Minimum Penalty for a Shop

MediumArrays

Find the closing hour that minimizes penalty from a customer log.

Constraints

1 <= length <= 10^5
characters are 'Y' or 'N'

Running penalty delta

Time O(n)Space O(1)

Start with the penalty of closing at hour 0, which is just the total number of 'Y' (all of them are lost). Move the closing time forward one hour at a time: an open 'Y' hour removes one penalty, an open 'N' hour adds one. Track the running penalty and remember the earliest hour with the smallest value.

Key terms

penalty:: Lost customers: 'N' hours while open plus 'Y' hours after closing.
incremental update:: Adjusting the penalty by a small delta as the closing hour advances rather than recomputing.
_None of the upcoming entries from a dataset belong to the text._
PR #150, opened 2020-04-29
EVG-7909 Wire up remove patch from commit queue mutation

khelif96:
Tests wont pass until the corresponding pr in evergreen is merged so i can get some data. 
https://github.com/evergreen-ci/evergreen/pull/3540

Also realized there also isn't an empty state for the commit queue. Lara is working on some designs

commitqueue

### DIFF
--- a/cypress/integration/commit_queue.ts
+++ b/cypress/integration/commit_queue.ts
@@ -66,8 +66,6 @@ describe("commit queue page", function() {
     cy.get("[data-cy=commit-queue-patch-button]").should("exist");
     cy.get("[data-cy=commit-queue-patch-button]").click();
     cy.waitForGQL("CommitQueue");
-    cy.get("@gqlQuery").then(() => {
-      cy.get("[data-cy=commit-queue-card]").should("not.exist");
-    });
+    cy.get("[data-cy=commit-queue-card]").should("not.exist");
   });
 });
--- a/cypress/integration/commit_queue.ts
+++ b/cypress/integration/commit_queue.ts
@@ -59,4 +59,15 @@ describe("commit queue page", function() {
       cy.get("[data-cy=commitQueue-card-error]").contains(errorMessage);
     });
   });
+
+  it("Clicking on remove a patch from the commit queue should work", () => {
+    cy.visit(COMMIT_QUEUE_ROUTE_1);
+    cy.get("[data-cy=commit-queue-card]").should("exist");
+    cy.get("[data-cy=commit-queue-patch-button]").should("exist");
+    cy.get("[data-cy=commit-queue-patch-button]").click();
+    cy.waitForGQL("CommitQueue");
+    cy.get("@gqlQuery").then(() => {
+      cy.get("[data-cy=commit-queue-card]").should("not.exist");
+    });
+  });
 });
--- a/src/pages/CommitQueue.tsx
+++ b/src/pages/CommitQueue.tsx
@@ -4,6 +4,7 @@ import { PageWrapper } from "components/styles";
 import { useParams } from "react-router-dom";
 import Badge from "@leafygreen-ui/badge";
 import { uiColors } from "@leafygreen-ui/palette";
+import { Body } from "@leafygreen-ui/typography";
 import { useQuery } from "@apollo/react-hooks";
 import get from "lodash/get";
 import { Skeleton } from "antd";
@@ -67,6 +68,7 @@ export const CommitQueue = () => {
             commitQueueId={commitQueue.projectId}
           />
         ))}
+      {!queue && <Body>There are no items in this queue. </Body>}
     </PageWrapper>
   );
 };
--- a/src/pages/CommitQueue.tsx
+++ b/src/pages/CommitQueue.tsx
@@ -44,26 +44,28 @@ export const CommitQueue = () => {
         title="Commit Queue"
         badge={
           <Badge variant="darkgray">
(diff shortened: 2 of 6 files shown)


cypress/integration/commit_queue.ts
```diff
@@ -59,4 +59,15 @@ describe("commit queue page", function() {
...
     });
   });
+
+  it("Clicking on remove a patch from the commit queue should work", () => {
+    cy.visit(COMMIT_QUEUE_ROUTE_1);
+    cy.get("[data-cy=commit-queue-card]").should("exist");
+    cy.get("[data-cy=commit-queue-patch-button]").should("exist");
+    cy.get("[data-cy=commit-queue-patch-button]").click();
+    cy.waitForGQL("CommitQueue");
+    cy.get("@gqlQuery").then(() => {
```
tgrander, line 69: i don't think you need to `get` the gql query if you're not using it to inspect the request/response

src/pages/commitqueue/CommitQueueCard.tsx
```diff
@@ -28,7 +35,26 @@ export const CommitQueueCard: React.FC<Props> = ({
...
+  const handleEnroll = async (e) => {
+    e.preventDefault();
+    setButtonDisabled(true);
+    try {
+      await removePatchFromCommitQueue({
+        variables: { patchId, commitQueueId },
+        refetchQueries: ["CommitQueue"],
+      });
+    } catch (error) {
+      setButtonDisabled(false);
```
tgrander, line 54: instead of using state, you could set button to disabled when `loading` from the mutation is `true`

cypress/integration/commit_queue.ts
```diff
@@ -59,4 +59,13 @@ describe("commit queue page", function() {
       cy.get("[data-cy=commitQueue-card-error]").contains(errorMessage);
     });
   });
+
+  it("Clicking on remove a patch from the commit queue should work", () => {
```
tgrander, line 63: what is meant to happen if there is an error removing the item?

khelif96: There arent any error states in the designs. But ideally if theres an error we would so some sort of universal error banner to indicate there was an error on the page

khelif96: Cant really write a test for an error if theres no error state.

khelif96: Just spoke to Lara and she showed me the error banners. If these arent implemented already. I can probably make them in a separate ticket and use them here.

src/pages/commitqueue/CommitQueueCard.tsx
```diff
@@ -28,7 +35,23 @@ export const CommitQueueCard: React.FC<Props> = ({
...
+  const [removePatchFromCommitQueue, { loading }] = useMutation<
+    RemovePatchFromCommitQueueMutation,
+    RemovePatchFromCommitQueueMutationVariables
+  >(REMOVE_PATCH_FROM_COMMIT_QUEUE);
+  const handleEnroll = async (e) => {
+    e.preventDefault();
+    try {
+      await removePatchFromCommitQueue({
+        variables: { patchId, commitQueueId },
+        refetchQueries: ["CommitQueue"],
```
SupaJoon, line 49: I think it's a good practice to include the query variables for the refetch

src/pages/CommitQueue.tsx
```diff
@@ -44,26 +45,30 @@ export const CommitQueue = () => {
         title="Commit Queue"
         badge={
           <Badge variant="darkgray">
-            {queue.length} Item {queue.length > 1 && "s"}
+            {queue ? queue.length : 0} Item
```
john-m-liu, line 48: I think "0 items" is actually the correct way to say it

cypress/integration/commit_queue.ts
tgrander: there is already a ticket for it and i'm working on it right now. a lot of things are not included in the designs that we as front end engineers must read between the lines for. how it looks is irrelevant. my question is about **what** should happen when there is an error because right now i do not believe anything in the ui will happen. you don't need to show a banner, just render an error div with a TODO for showing the banner.

khelif96: Nothing in the UI does happen currently but i will add a conditionally rendered block to display the error in the card ui. I did leave a comment in the component that says "Replace this with better error handling" https://github.com/evergreen-ci/spruce/pull/150/files#diff-1b4c4e95f91af6974a5c0ce1977feeaeR52

tgrander: a catch block is where we would log the error. all interactions should still handle loading/error on a ui level.

src/pages/CommitQueue.tsx
tgrander: i also had trouble reading this

src/pages/commitqueue/CommitQueueCard.tsx
khelif96: The Apollo docs say they are optional but if we want to adopt this practice i dont mind.  It does have drawbacks tho in that we will have to pass in the query variables into every refetchQueries instance and could involve passing  props to components just for the sake of  refetching the query. Up to you what do you think?

SupaJoon: @khelif96 that's a good point. let's leave it as is.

int bestClosingTime(const string& customers) {
    int penalty = count(customers.begin(), customers.end(), 'Y');
    int best = penalty, bestHour = 0, cur = penalty;
    for (int j = 0; j < (int)customers.size(); j++) {
        cur += customers[j] == 'Y' ? -1 : 1;
        if (cur < best) { best = cur; bestHour = j + 1; }
    }
    return bestHour;
}

Step by step

Compute the penalty for closing at hour 0 = total count of 'Y'.
For each hour j, update: subtract 1 if customers[j] is 'Y' (now open and served), add 1 if 'N'.
After processing hour j, the running value is the penalty of closing at hour j+1.
Track the minimum penalty and the earliest hour achieving it; return that hour.